-------- Provided data --------

PR #620, opened 2016-11-03
update picklist

### LINKED ISSUE #495: Spec needs additional info in the picklist
Need to add the following to the picklists:
- [x] Comment field (not the "add volumes" comment, which is already there - the "I want to bring my dog" comment) (**request_comment**)
- [x] Planned date of use (**needed_date** I think)
- [x] Copy note (the public note that displays below the item in the Availability block and in the Request form) example: https://searchworks.stanford.edu/view/2148836

ndushay:
closes #495

This adds all desired info to the Symphony Request sent to the API Darsi set up;  Darsi is ready to deploy her side to production.

The branch for this PR is currently deployed to  `requests-stage`.

# Before
status before picklist chgs

# After

- `req_comment` is new
- `item_comments` used to be `comments`  (none in example below)
- `copy_note` is new
- `requested_date` is new

status after picklist chgs


ndushay:
#634 will add the remaining bit, `copy_note` to the requests sent to symphony.

Once #634  is merged into `495-add-info-to-picklist` branch, and @dlrueda is ready, the deployment will go like this:

1.  Darsi will deploy her new code to prod.  It accepts `comments` and `item_comments` both, so it will work with current production and with these changes.
2.  after 1, we may deploy this fix to production.

app/jobs/submit_symphony_request_job.rb
```diff
@@ -85,6 +90,15 @@ def barcodes
       items
     end
 
+    def copy_notes
+      return if request.public_notes.blank?
+      result = []
+      request.public_notes.each_pair do |name, val|
```
jkeck: This kind of confused me.  Few questions.  Why use `each_pair` here?  Would `each` be more idiomatic?

Also, the block variables may be more clear as `barcode` and `note`?

ndushay: > Why use each_pair here? Would each be more idiomatic?
I guess i thought i needed each_pair.  whoops.

> the block variables may be more clear as barcode and note
Great suggestion

app/assets/javascripts/item_selector/item_selector_ad_hoc_items.js
```diff
@@ -5,12 +5,12 @@ var itemSelectorAdHocItems = (function() {
     selector: '[data-behavior="ad-hoc-items"]'
   };
 
-  var santizeCallnumber = function(callnumber) {
+  var sanitizeValue = function(callnumber) {
```
ndushay: ah - good call.  I think I did that at one point and lost the commit.  will fix anon.

PR #635, opened 2016-11-09
Set the remote_ip_check feature flag to true.

jkeck:


ndushay:
silly question:  do you want to do this in a feature branch as well?

jkeck:
I'm not sure why we would use a feature branch for this.

ndushay:
I meant while you get the kinks out.  To avoid inadvertently turning it on in prod.

ndushay:
Jessie needs to test something because he was getting errors for off-campus (?) IPs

--------

## Your instructions
When you reach the end of the data, write every line out again verbatim.

## Problem solution
PR #620, opened 2016-11-03
update picklist

### LINKED ISSUE #495: Spec needs additional info in the picklist
Need to add the following to the picklists:
- [x] Comment field (not the "add volumes" comment, which is already there - the "I want to bring my dog" comment) (**request_comment**)
- [x] Planned date of use (**needed_date** I think)
- [x] Copy note (the public note that displays below the item in the Availability block and in the Request form) example: https://searchworks.stanford.edu/view/2148836

ndushay:
closes #495

This adds all desired info to the Symphony Request sent to the API Darsi set up;  Darsi is ready to deploy her side to production.

The branch for this PR is currently deployed to  `requests-stage`.

# Before
status before picklist chgs

# After

- `req_comment` is new
- `item_comments` used to be `comments`  (none in example below)
- `copy_note` is new
- `requested_date` is new

status after picklist chgs


ndushay:
#634 will add the remaining bit, `copy_note` to the requests sent to symphony.

Once #634  is merged into `495-add-info-to-picklist` branch, and @dlrueda is ready, the deployment will go like this:

1.  Darsi will deploy her new code to prod.  It accepts `comments` and `item_comments` both, so it will work with current production and with these changes.
2.  after 1, we may deploy this fix to production.

app/jobs/submit_symphony_request_job.rb
```diff
@@ -85,6 +90,15 @@ def barcodes
       items
     end
 
+    def copy_notes
+      return if request.public_notes.blank?
+      result = []
+      request.public_notes.each_pair do |name, val|
```
jkeck: This kind of confused me.  Few questions.  Why use `each_pair` here?  Would `each` be more idiomatic?

Also, the block variables may be more clear as `barcode` and `note`?

ndushay: > Why use each_pair here? Would each be more idiomatic?
I guess i thought i needed each_pair.  whoops.

> the block variables may be more clear as barcode and note
Great suggestion

app/assets/javascripts/item_selector/item_selector_ad_hoc_items.js
```diff
@@ -5,12 +5,12 @@ var itemSelectorAdHocItems = (function() {
     selector: '[data-behavior="ad-hoc-items"]'
   };
 
-  var santizeCallnumber = function(callnumber) {
+  var sanitizeValue = function(callnumber) {
```
ndushay: ah - good call.  I think I did that at one point and lost the commit.  will fix anon.

PR #635, opened 2016-11-09
Set the remote_ip_check feature flag to true.

jkeck:


ndushay:
silly question:  do you want to do this in a feature branch as well?

jkeck:
I'm not sure why we would use a feature branch for this.

ndushay:
I meant while you get the kinks out.  To avoid inadvertently turning it on in prod.

ndushay:
Jessie needs to test something because he was getting errors for off-campus (?) IPs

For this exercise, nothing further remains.